╭─ SUPPLIED ENTRIES

PR #2576, opened 2026-06-22
Fix for diskin2 async race condition

### LINKED ISSUE #2575: diskin2 async reader can use freed instrument memory during cleanup
See failing workflow: https://github.com/csound/csound/actions/runs/27932238185/job/82646282986

ASan reports a heap-use-after-free in diskin2 async mode. The async IO thread walks the global DISKIN_INST list and dereferences current->diskin, but that pointer refers to a DISKIN2 opcode struct owned by an instrument instance. During cleanup, free_inactive_instances() can free the owning INSDS while the async thread is still reading from it.

Relevant path:
- OOps/diskin2.c:994: async thread walks DISKIN_INST
- OOps/diskin2.c:998: calls diskin_file_read(current->csound, current->diskin)
- OOps/diskin2.c:763: dereferences freed p->cb
- OOps/diskin2.c:517: deinit removes/frees list entries without synchronization

Likely cause:
DISKIN_INST.diskin is a borrowed pointer to instrument-owned memory, but async list traversal/removal and instrument cleanup are not synchronized.

Potential fix:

╰─

▶ **EXERCISE**: Your answer should be one number: the count of lines in the data above that include the word "csound".

▶ **TASK RESULT**: 2